Segment Open

PR #141, opened 2021-12-08
use font awesome pro's fonts if present in the parent's deps

phndiaye:
### What does this PR do?

Use font awesome pro when present.

### Good PR checklist

- [x] Title makes sense
- [x] Properly assigned
- [ ] Added/updated tests
- [x] Properly labeled

### DIFF
--- a/index.js
+++ b/index.js
@@ -27,6 +27,7 @@ module.exports = {
 
   included: function (app) {
     this._super.included.apply(this, app);
+    this.hasFontAwesomePro = Object.keys(app.dependencies()).includes('@fortawesome/fontawesome-pro');
 
     this._registerLessDependencies(app);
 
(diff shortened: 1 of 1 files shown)


index.js
```diff
@@ -27,6 +27,7 @@ module.exports = {
 
   included: function (app) {
     this._super.included.apply(this, app);
+    this.hasFontAwesomePro = Object.keys(app.dependencies()).includes('@fortawesome/fontawesome-pro');
```
Miexil, line 30: FortAwesome is not a typo right ? 🙂

phndiaye: nope ! never understood 😅

Miexil (approved):

JulienVannier66 (approved):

Segment Closed

> [Task statement] Say how many lines in the entries above contain the string "Miexil", offering no other words.

> [Response area] 2